I was vice-president of the local in the mid-1960s. Around the same time I became editor of the Local 19 newsletter, The Hook. George Olden, our secretary, talked me into it. He said, “We got some things we got to get out to the membership.” So I had to do it. We always had a “safety first” bit, because longshoring then was neck and neck with hard rock mining for danger. Still, I says, “They want a hook, I’ll give ’em a hook.” So I “burlesqued” it, made it funnier than hell. I adopted the pen name “Stevie Adorie,” after stevedore. It was a take off on the advice columnist, Ann Landers. I wrote about guys who’d throw their old beat up gloves and socks around, crap like that. “If they did that at home,” I said, “their old ladies would beat their brains out.” Soon we had to reprint and make more copies.
After a few months, we found out it was the wives who wanted the paper. “Where’s The Hook, bring The Hook,” the auxiliary told us. The women at home didn’t hear what’s going on, the man wouldn’t tell ’em anything. So they’d go for The Hook. It got real popular. I’d write about the guys, using lots of names. “So and so’s wife had twins,” I’d say, “so we know he’s gonna work a lot of overtime.” Now, I was very careful and didn’t go too far or insult a guy unfairly.

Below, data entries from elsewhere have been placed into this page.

PR #138, opened 2024-08-28
Adding encryption example using a KMS and JWT-based auth

phillipskevin:


encryption_jwt/codec_server.py
```diff
@@ -0,0 +1,119 @@
...
+        async def handler(req: web.Request):
+            # Read payloads as JSON
+            assert req.content_type == "application/json"
+            payloads = json_format.Parse(await req.read(), Payloads())
+
+            # Extract the email from the JWT.
+            auth_header = req.headers.get("Authorization")
+            namespace = req.headers.get("x-namespace")
+            _bearer, encoded = auth_header.split(" ")
+            decoded = jwt.decode(encoded, options={"verify_signature": False})
```
cretz, line 78: Are we sure we don't want to verify this signature against the cloud's public key? Ref https://docs.temporal.io/production-deployment/data-encryption#authorization, we probably want to check against https://login.tmprl.cloud/.well-known/jwks.json or it's subject to MITM.

cretz:
Thanks! Added some review comments. Also may want to `poe format` and `poe lint-types`.

encryption_jwt/codec_server.py
```diff
@@ -0,0 +1,119 @@
...
+        resp.headers[hdrs.ACCESS_CONTROL_ALLOW_HEADERS] = allow_headers
+
+        return resp
+
+    def decryption_authorized(email: str, namespace: str) -> bool:
+        credentials = grpc.composite_channel_credentials(grpc.ssl_channel_credentials(
+        ), grpc.access_token_call_credentials(os.environ.get("TEMPORAL_API_KEY")))
+
+        with grpc.secure_channel(temporal_ops_address, credentials) as channel:
+            client = service_pb2_grpc.CloudServiceStub(channel)
```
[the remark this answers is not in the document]
phillipskevin: @cretz is there an example of using this? I was trying trying to get it to work but running into errors and some of the types aren't documented yet, so it was tough to figure out what I'm doing wrong.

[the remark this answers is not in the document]
cretz: No, it is still experimental and this may not be its final form (and even the gRPC service could change, it is not GA yet). It's basically direct gRPC similar to what you're doing. Here is a test case where we call it: https://github.com/temporalio/sdk-python/blob/2e6d742ce1531741c0f953a311689bd72781b720/tests/test_client.py#L1315-L1325.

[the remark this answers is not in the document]
phillipskevin: Thanks! I got this working 👍

phillipskevin:
Thanks for all the suggestions, @cretz. I think I've addressed everything. Let me know if you have any more feedback.

encryption_jwt/encryptor.py
```diff
@@ -0,0 +1,83 @@
...
+        data_key_encrypted, data_key_plaintext = await self.__create_data_key(
+            self._namespace
+        )
+
+        if data_key_encrypted is None:
+            raise ValueError("No data key!")
+
+        nonce = os.urandom(12)
+        encryptor = AESGCM(data_key_plaintext)
+        return nonce + encryptor.encrypt(nonce, data, None), base64.b64encode(
```
cretz, line 41:
```suggestion
        encrypted = asyncio.get_running_loop().run_in_executor(None, encryptor.encrypt, nonce, data, None)
        return nonce + encrypted, base64.b64encode(
```

I am a little worried about using this under load with CPU bound encryption (and decryption below) blocking the event loop. Technically what is here is ok, but this may make it better, thoughts? Or at least a comment above this encrypt line and the decrypt equivalent below mentioning it? (technically could have put the entire boto3 thread-blocking call under a new thread with this encrypt too if you wanted, sorry I didn't mention it before instead of using aioboto3)

cretz:
Make need to run `poe lint` to confirm type checking.

phillipskevin:
Should be good to go now, @cretz. Thanks again!

cretz:
@phillipskevin - Looks like there's a type error. Specifically, since we allow our Python samples to run in in all non-EOL Python versions, you have to change things like `tuple[bytes, bytes]` to `typing.Tuple[bytes, bytes]`.

For this error:

> Library stubs not installed for "requests" (or incompatible with Python 3.8)

You may need to add a dependency for https://pypi.org/project/types-requests. Have not investigated this.

pyproject.toml
```diff
@@ -43,6 +43,10 @@ dependencies = { pyyaml = "^6.0.1", types-pyyaml = "^6.0.12", dacite = "^1.8.1"
 optional = true
 dependencies = { cryptography = "^38.0.1", aiohttp = "^3.8.1" }
 
+[tool.poetry.group.encryption_jwt]
+optional = true
+dependencies = { cryptography = "^38.0.1", aiohttp = "^3.8.1", pyjwt = "^2.9.0", aioboto3 = "^13.1.1", "requests" = "^2.32.3", "types-requests": "^2.32.0" }
```
cretz, line 48:
```suggestion
dependencies = { cryptography = "^38.0.1", aiohttp = "^3.8.1", pyjwt = "^2.9.0", aioboto3 = "^13.1.1", "requests" = "^2.32.3", "types-requests" = "^2.32.0" }
```

phillipskevin:
Looks like CI is still failing after adding the `types-requests` dependency. I'll try to look into why.

cretz:
Looks like it's still complaining on 3.8. I admittedly have not spent time digging into this.

phillipskevin:
Python 3.8 went end of life last week, so having some trouble testing it now. Will the versions used in CI be updated? Or will you continue to support 3.8 for some time?

cretz:
I suspect we will EOL it too soon, though no specific timeline

cretz:
Opened https://github.com/temporalio/sdk-python/issues/672

dlee-bitovi:
Hey @cretz , Happy Friday!

Here's some screenshots of my recent commits to this PR that successfully run the below commands locally - would you be willing to approve the workflows to run (when you get a chance)?
1. `uv sync`
2. `poe lint`
3. `poe test`

Thanks!
image

cretz:
Approved and running CI now, thanks for sticking with this! Also, if possible, any kind of tests to confirm this remains working would be helpful (we have had some contributed samples become stale and stop working for one reason or another).

Mattchewone (approved):

encryption_jwt/codec_server.py
```diff
@@ -0,0 +1,165 @@
...
+        return handler
+
+    # Build app
+    app = web.Application()
+    # set up logger
+    logging.basicConfig(level=logging.DEBUG)
+    logger = logging.getLogger(__name__)
+    app.add_routes(
+        [
+            web.post("/encode", make_handler("encode")),
```
Mattchewone, line 144: Do we need to expose the encode over http?

cretz (commented):
If possible, any tests would help here, though I know it can be a bit difficult since the cloud JWKS is hardcoded. We can discuss merging without tests if they are too hard to write or they need to be done after merge. (we know many of our samples like the encryption sample don't have tests and we keep getting burned by not having them)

Then we had what we called “the big lump.” That was when they disbanded the strike committee, which I thought was a shame, and paid back the strike fund. We also had a Social Security overpayment we called “the little lump.” I wrote in The Hook that the little lump would be paid out on so and so date. I caught hell for that one! “Damn you,” guys said. “That was my hold out money. My old lady never knew anything.” I almost had to take a vacation! I retired the first day of 1974, when I was 62. I took all my work clothes, boots and all, to the laundrymat, washed them, and put a sign up, “I’m retired. If you can use this stuff, it’s yours.”

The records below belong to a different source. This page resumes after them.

PR #139, opened 2024-08-31
Demonstrate workflow.all_handlers_finished

drewhoskins-temporal:
## What was changed

Before `workflow.all_handlers_finished` existed, I worked around it by checking a lock to see if we were in the middle of any handlers before continuing as new.
Now in 1.7, we can use the new method to prevent dangling handlers.

## Why?

Demonstrate what should become standard practice.

## Checklist

1. Closes 

2. How was this tested:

Soon there was a check in the mail from Social Security and a check from the union. “Damn,” I thought, “this is going to happen for the rest of my life.” My kids were all grown up then, I was single, I didn’t own anything, and I didn’t owe anything. Two weeks later I was in Cairo, Egypt, and I just kept rolling, traveling around. In 1981, when I was back in Seattle, I did start a newsletter for the pensioners that I called The Rusty Hook. I put out one issue and left to travel again. I guess I was one of the luckiest guys that ever pulled on a pair of pants when I joined the ILWU. I just hit it lucky when I got in the pool. If it wasn’t for that I don’t know where I’d be.

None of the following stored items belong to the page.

PR #140, opened 2024-09-07
feat: add example using Sentry V2 SDK

gregbrowndev:
## What was changed

Added a new example to set up Sentry using the V2 SDK.

## Why?

After recently trying to set up Sentry, the existing example that uses Sentry's V1 SDK doesn't work for me. The issue seems to be related to the `warnings` and `threading` modules that Sentry uses not being appropriately included in the Temporal Workflow's sandbox. This results in the Workflow execution failing to start in the worker that handles the Workflow. I don't see any issues with the Sentry interceptor on other workers that only handle activities, so it seems the problem is related to the Workflow sandbox.

Note: I also tried disabling the worker's sandbox, which seemed to get further. The workflow is able to start and eventually finish, but you get a sporadic error in the workflow's event history.

The solution is to migrate the interceptor to use V2 of Sentry's SDK, where the Hub object is now deprecated in favour of using scopes. Using the scope context manager doesn't seem to have the same issues with the warnings and threading libs (which it still uses).

I've created a new example to keep the V1 example in place, since V2 only works with Python 3.6 or above.

## Checklist

1. Closes 

https://temporalio.slack.com/archives/CTT84RS0P/p1725394300914329

2. How was this tested:

Tested manually in my application using Sentry.io

3. Any docs updates needed?

Added a new example with a README explaining the reasons/difference between the original example and the v2 example.

### DIFF
--- a/sentry_v2/README.md
+++ b/sentry_v2/README.md
@@ -1,0 +1,33 @@
+# Sentry V2 Sample
+
+This sample shows how to configure [Sentry](https://sentry.io) SDK V2 to intercept and capture errors from the Temporal SDK.
+
+Note: This is a small modification of the original example [sentry (v1)](../sentry) which seems to have
+issues in the Workflow interceptor, as there are modules (`warnings` and `threading`) that Sentry uses that aren't passed through
+to Temporal's sandbox properly, causing the Workflows to fail to execute.
+
+> Sentry V2 only supports Python 3.6 and higher. So if you're on Python 3.5, you may need to refer to the original example
+> (which doesn't work for me) or upgrade your Python version.
+
+### Further details
+
+Sentry's `Hub` object is now deprecated in the V2 SDK in favour of scopes. See [Activating Current Hub Clone](https://docs.sentry.io/platforms/python/migration/1.x-to-2.x#activating-current-hub-clone)
+for more details. The changes are  simple, just replace `with Hub(Hub.current):` with `with isolation_scope() as scope:`.
+
+## Running the Sample
+
+For this sample, the optional `sentry` dependency group must be included. To include, run:
+
+    poetry install --with sentry
+
+To run, first see [README.md](../README.md) for prerequisites. Set `SENTRY_DSN` environment variable to the Sentry DSN.
+Then, run the following from this directory to start the worker:
+
+    poetry run python worker.py
+
+This will start the worker. Then, in another terminal, run the following to execute the workflow:
+
+    poetry run python starter.py
+
+The workflow should complete with the hello result. If you alter the workflow or the activity to raise an
+`ApplicationError` instead, it should appear in Sentry.
--- a/.gitignore
+++ b/.gitignore
@@ -1,2 +1,3 @@
 .venv
 __pycache__
+.idea
--- a/poetry.lock
+++ b/poetry.lock
@@ -2128,21 +2128,22 @@ crt = ["botocore[crt] (>=1.33.2,<2.0a.0)"]
 
 [[package]]
 name = "sentry-sdk"
-version = "1.45.0"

When they run the pension checks off in Frisco, they must say, “Is that old bastard still alive?” Every time I go to the hospital, or up to the clinic, or have to get some medicine, I think, “Thank God for Harry Bridges and the ILWU.” I see other guys from other trades, retired and living on nothing but Social Security and Medicare, and I think, “You poor devil, you should’ve been a longshoreman.” I remember when Frank Jenkins said he was talking to some guys uptown and telling ’em what we had. They kept asking questions. Finally Frank says, “Yeah, when you guys were calling us Commies, here we were, getting these good wages and conditions.”